The Weather

We have been doing variations of the Ouachita Challenge for many years, with the first "official" Ouachita Challenge being held in 2001.  However, this is spring in Arkansas, temperatures can vary widely from the mild in the 70’s to very cold below freezing and weather can change abruptly.  The Ouachita Challenge has been able to tolerate whatever the weather has thrown at us so far. We have several options for dealing with weather from delaying the start time to course reroutes to keep the riders safe.  The race director(s) will make the decision to modify the course, start times, stop the race because of storms/lightening or cancel the ride based on the weather and rider safety.

Safety in the Woods

Pace yourself. You will encounter a little bit of everything. Highway, Dirt Road, Single Track. Some of the trail has very steep climbs that will put the best of riders off their bike for a little hike-a-bike.

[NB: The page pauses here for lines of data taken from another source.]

PR #590, opened 2022-05-11
Remove www. from the siteName

sywhb:


sywhb:
Hey @jacksonh , I have removed `www.` from the search api response

packages/api/src/resolvers/article/index.ts
```diff
@@ -877,7 +878,7 @@ export const searchResolver = authorized<
         isArchived: !!r.archivedAt,
         contentReader:
           r.pageType === PageType.File ? ContentReader.Pdf : ContentReader.Web,
-        originalArticleUrl: r.url,
+        originalArticleUrl: cleanDomainInUrl(r.url),
```
jacksonh, line 881: I think we need to keep `originalArticleUrl` the same, since that is used to load the URL if a user wants to go to the original.

Maybe this change needs to be done in the clients. I have a feeling they aren't using `siteName`.

sywhb: Yes. The frontend uses `originalArticleUrl` to get the site name but i forgot about the `originalArticleUrl` is being used in other places too.

jacksonh: Yeah we have siteName in the API, frontends should really be using that instead of parsing itself.

sywhb: Okay. I will replace it

sywhb: @jacksonh This is ready to 🚢

jacksonh: I think we just need to remove this line here, as "Open Original URL" still needs this value

sywhb: Reverted

jacksonh (approved):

There are creek crossings, rocky areas, some very fast sections and some areas that are very narrow. If you are feeling nervous about the width of the trail and the steep drop off, walk your bike for a while.

If you have a mechanical failure, or an injury do not try to exit off the trail on your own. Wait for an official Ride Guide, to assist you or get to the nearest Course Marshal and ask for help.

If you see another rider in need, do what you can to help and then report the problem to the next Course Marshal.

Basic Equipment

Your bike should be in tip-top-shape.

Make sure that you have brand new brake pads installed. A wet day will destroy most brake pads.

Carry two new inner tubes, patch kit, tire pump, spoke wrench, Allen set and chain tool. This is a minimum. You cannot plan for every possibility, but you can try

How to Ride this BIG RIDE!

If this is your first Ouachita Challenge, or your first BIG DISTANCE mountain bike ride then plan to go long, not fast.

If you want to finish the Ouachita Challenge or complete as much distance as possible, here is how you do it.

First: Pace yourself for the long haul. Do not over tax yourself on the early climbs. There will be many hills and charging up the first few may be fun, but it will cost you later.

Second: DON'T CRASH!!!. Inadvertent dismounts from your bike not only risks injury to you and your bike but also robs you of energy.

Third: Drink early and often. Eat a little something every hour or two as well as water and Heed.

Water- You should be equipped with a full 72 fluid ounces of water or fluid replacement of choice. That should get you from one Aid Station to the next.

Food- Energy bars and gel will help get you from one Aid Station to the next. For those who complete the 60 mile ride, expect a 7 to 9 hour ride and pack accordingly. Food will be available at the check points as well as water.